You’re free to be creative when designing your models. If you’re feeling very stuck, start with some of the pipelines for processing text that we’ve seen in lecture, and iterate from there. Please include in your discussion some of the things that you tried and how you determined the models you used.
What Accuracy Should You Aim For?
Your three different models might have noticeably different performance. Your best model should be able to consistently score at least 97% validation accuracy.
After comparing the performance of each model on validation data, make a recommendation regarding the question at the beginning of this section. Should algorithms use the title, the text, or both when seeking to detect fake news?
§4. Model Evaluation
Now we’ll test your model performance on unseen test data. For this part, you can focus on your best model, and ignore the other two.
Once you’re satisfied with your best model’s performance on validation data, download the test data here:
test_url = "https://github.com/PhilChodrow/PIC16b/blob/master/datasets/fake_news_test.csv?raw=true"
You’ll need to convert this data using the make_dataset
function you defined in Part §2. Then, evaluate your model on the data. If we used your model as a fake news detector, how often would we be right?
§5. Embedding Visualization
Visualize and comment on the embedding that your model learned (you did use an embedding, right?). Are you able to find any interesting patterns or associations in the words that the model found useful when distinguishing real news from fake news? You are welcome to use either 2-dimensional or 3-dimensional embedding.

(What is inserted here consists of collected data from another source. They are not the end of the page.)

PR #2136, opened 2023-03-31
Allow overwriting of local SPM model path

joecummings:
Fixes issue in which some download managers (Manifold) do not successfully download the SPM model; however, because the file has been created, the model does not attempt another redownload and instead tries to load an empty file.

Bug was found and fix authored by @debowin

### DIFF
--- a/torchtext/models/t5/t5_transform.py
+++ b/torchtext/models/t5/t5_transform.py
@@ -39,9 +39,16 @@ class T5Transform(nn.Module):
         >>> transform(["hello world", "attention is all you need!"])
     """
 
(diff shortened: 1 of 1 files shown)


joecummings:
@osalpekar These Macos build errors don't seem to be coming from changes to this PR - can you take a look?

osalpekar:
@DanilBaibak @atalman Any ideas what these MacOS issues are (both in Unittests and Build workflows)? Anything changed in the configuration for those instances? Also with MacOS x86 support being deprecated, do we want to start phasing these jobs out from domains as well?

Nayef211 (approved):

PR #2137, opened 2023-04-03
Add top-p and top-k sampling to GenerationUtils

yohann-benchetrit:
1. Add the following token-decoding helpers to `GenerationUtils.generate`:
- `top-p`
- `top-k`
- `remove_invalid_values`
- `temperature` (see [Issue 2138](https://github.com/pytorch/text/issues/2138))

2. Add corresponding unit tests and docstrings.

### DIFF
--- a/torchtext/prototype/generate.py
+++ b/torchtext/prototype/generate.py
@@ -48,7 +48,12 @@ class GenerationUtils:
             return torch.ones((batch_size, 1), dtype=torch.long, device=device) * pad_idx
 
     def greedy_search(
-        self, input_ids: torch.Tensor, max_length: int, eos_idx: int, pad_idx: int, **model_kwargs
+        self,
+        input_ids: torch.Tensor,
+        max_length: int,
+        eos_idx: int,
+        pad_idx: int,
+        **model_kwargs,
     ) -> torch.Tensor:
         """Greedy search decoding for text generation. Takes the most likely next token every time.
 
@@ -117,7 +122,6 @@ class GenerationUtils:
             max_length (int): Max length to generate responses.
             pad_idx (int): Padding index. Defaults to 0.
             eos_idx (int): End of sequence index. Defaults to 1.
-
         Returns:
             Tensor of Tensors containing output sequences as ids.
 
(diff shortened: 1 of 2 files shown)


joecummings:
High level, I notice you implemented the sampling as part of the `greedy_search` function. Technically, with sampling this name is incorrect. I see a couple of ways of going about this. 

1. Rename the function to a more generic `sample` method and remove the `do_sample` parameter to avoid confusion. Then, if `top_k` or `top_p` was specified, a true sampling would be implemented. Otherwise, it would essentially be a greedy search. (in this case, as well, top_k should probably default to 1 instead of 0.) This would be the best way to reuse code IMO. 

2. Follow HF and have separate methods for sampling and greedy. From an adoption perspective, this might be beneficial as users of torchtext tend to also have experience with HF; however, there would certainly be some duplicated code.

Thoughts? @yohann-benchetrit

torchtext/prototype/generate.py
```diff
@@ -75,10 +88,21 @@ def greedy_search(
...
             output_key = "logits" if self.is_huggingface_model else "decoder_output"
             decoder_output = outputs[output_key]
-
-            # Calculate probabilities and take the most likely next token
-            probs = F.log_softmax(decoder_output[:, -1], dim=-1)
-            next_tokens = torch.argmax(probs, dim=-1)
+            log_probs = F.log_softmax(decoder_output[:, -1], dim=-1)
+
+            if do_sample:
+                probs = log_probs.softmax(dim=-1)
```
joecummings, line 94: Taking double softmax here? Probs are already softmax'd on L91

yohann-benchetrit: Thanks for spotting this ! It should be a `.exp` to retrieve the original probabilities indeed.

yohann-benchetrit:
> Thoughts? @yohann-benchetrit

Agreed, thanks @joecummings  and @Nayef211 for your comments ! 

So with this additional information my understanding is:
- `generate` is the "maximum generality" decoding-interface
- `greedy_search` and `beam_search` are (or will be) implemented on their own as public subroutines of `generate` but they are not necessarily intended to be directly called by the end-user.

My thoughts on this:
1. As @Nayef211 suggested and closer to your proposition 2 (HF), I would tend to also leave `greedy_search` sampling-free and delegate 'sampling with a single beam' (i.e what I implemented here) to a `beam_sample` method that will build on  `beam_search` once it will be in `main` (up to efficiency concerns, it could also make sense to have a single `beam_search` method, that can do sampling). 
However, since `beam_search` is not currently in `main`, does this mean that this PR should solely restrict to adding `_get_top_{k,p}_restriction` methods (with corresponding tests) ?

2. As a side note, although HF also recommends going solely for using `generate`, I like the idea of having the fundamentals such as `greedy_search` and `beam_search` on the top of the API, for "no-extra-thought" usage.

Nayef211:
> 1. As @Nayef211 suggested and closer to your proposition 2 (HF), I would tend to also leave `greedy_search` sampling-free and delegate 'sampling with a single beam' (i.e what I implemented here) to a `beam_sample` method that will build on  `beam_search` once it will be in `main`.
>    However, since `beam_search` is not currently in `main`, does this mean that this PR should solely restrict to adding `_get_top_{k,p}_restriction` methods (with corresponding tests) ?

I like this idea more and unless there are customers that are asking for sampling to be implemented in `greedy_search`, I would hold off on adding these params to the method and instead just add the helper methods like you mentioned. However if customers are asking for this, I don't see any harm in adding the functionality to `greedy_search` and removing it later down the line. Ultimately, I'll leave the decision to @joecummings.

yohann-benchetrit:
@joecummings @Nayef211 

Thanks again for your comments. I addressed them as follows:
- I kept only the helper methods `_get_top_{k,p}_restriction` and deleted their usage in decoding (except for unit tests).
- I added an `_apply_temperature` method (and a unit test), as Joe was suggesting, addressing issue [#2138](https://github.com/pytorch/text/issues/2138) .

joecummings (approved):
Looks good. Thanks @yohann-benchetrit !

PR #2142, opened 2023-04-05
Add file_lock when loading SentencePieceModel

joecummings:
Summary:
SentencePieceModel loading can cause a RuntimeError when concurrent threads try to load/download it (e.g. when using T5 tokenizer in a DDP model training). Adding a file lock ensures the first thread to acquire the lock will actually download the model and the other ones will just use the existing path (which will not contain a partially downloaded model).

This diff was inspired by D42686913 and reverts D44566854 behavior (there is no need to overwrite anymore).

It should also disable unit test flakiness such as https://www.internalfb.com/intern/test/281475067136403?ref_report_id=0 and solve https://fb.workplace.com/groups/pytorchtext/permalink/920234369294862/.

Reviewed By: joecummings

Differential Revision: D44604474

fbshipit-source-id: 1c117fb6d1e72cce31cbf30bf72d513ad535b0d4

### DIFF
--- a/torchtext/utils.py
+++ b/torchtext/utils.py
@@ -10,6 +10,7 @@ from torchtext import _CACHE_DIR
 
 from ._download_hooks import _DATASET_DOWNLOAD_MANAGER
 
+from iopath.common.file_io import file_lock
 
 logger = logging.getLogger(__name__)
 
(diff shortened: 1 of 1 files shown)


torchtext/utils.py
```diff
@@ -6,11 +6,11 @@
 import zipfile
 
 import torch
+from iopath.common.file_io import file_lock
```
mthrok, line 9: This is the third time that iopath is being introduced as a dependency.
Did they become available on all platforms that torchtext is distributed?

* 1st
    https://github.com/pytorch/text/pull/1319
    https://github.com/pytorch/text/pull/1381
* 2nd
    https://github.com/pytorch/text/pull/1905

joecummings: Nope - will need to rework this to not depend on `iopath`.

joecummings:
This seems to be a suitable stdlib fix: https://gist.github.com/jirihnidek/430d45c54311661b47fb45a3a7846537

mthrok:
> https://gist.github.com/jirihnidek/430d45c54311661b47fb45a3a7846537

IIRC `fcntl`-based approach is not portable to Windows, so need an alternative for that.

joecummings:
Looking into using `portalocker` as a soln.

PR #2148, opened 2023-04-13
[NovaX] Windows CPU Unittests

osalpekar:
Adds Windows CPU Unittests as a GHA Nova Workflow. Supports Python 3.8-3.10 like the current CircleCI job. If these work well for a week or so, we can deprecate the old CircleCI jobs.


atalman (approved):
LGTM, looks good!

Comment on at least 5 words whose location in the embedding you find interpretable.
I’d suggest that you create an embedding in a relatively large number of dimensions (say, 10) and then use PCA to reduce the dimension down to a visualizable number. This procedure was demonstrated in lecture.
Specifications
Please remember that you must meet all specifications in order to receive credit on the first submission!
Coding Problem
Data Prep
- Stopwords are removed during the construction of the data set.
make_dataset
is implemented as a function, and used to create both the training/validation and testing data sets.- The constructed
Dataset
has multiple inputs. - 20% of the training data is split off for validation.
- There is a comment on the base rate for the data set.
Models
- Model 1 uses only the article title.
- Model 2 uses only the article text.
- Model 3 uses both the article title and text.
- The training history is shown for each of the three models, including the training and validation performance.
- The most performant model is evaluated on the test data set.
- The best model consistently obtains at least 97% accuracy on the validation set.
- The best model’s performance on the test set is shown.
Embedding Visualization
- A visualization of the learned word embedding is shown.
- The written text discusses at least 5 words whose location is interpretable within the embedding.
Style and Documentation
- Code throughout is written using minimal repetition and clean style.
- Docstrings are not required in this Blog Post, but please make sure to include useful comments and detailed explanations for each of your code blocks.
- Any repeated operations should be enclosed in functions, regardless of whether they are explicitly required in the instructions.
Writing
- The blog post is written in tutorial format, in engaging and clear English. Grammar and spelling errors are acceptable within reason.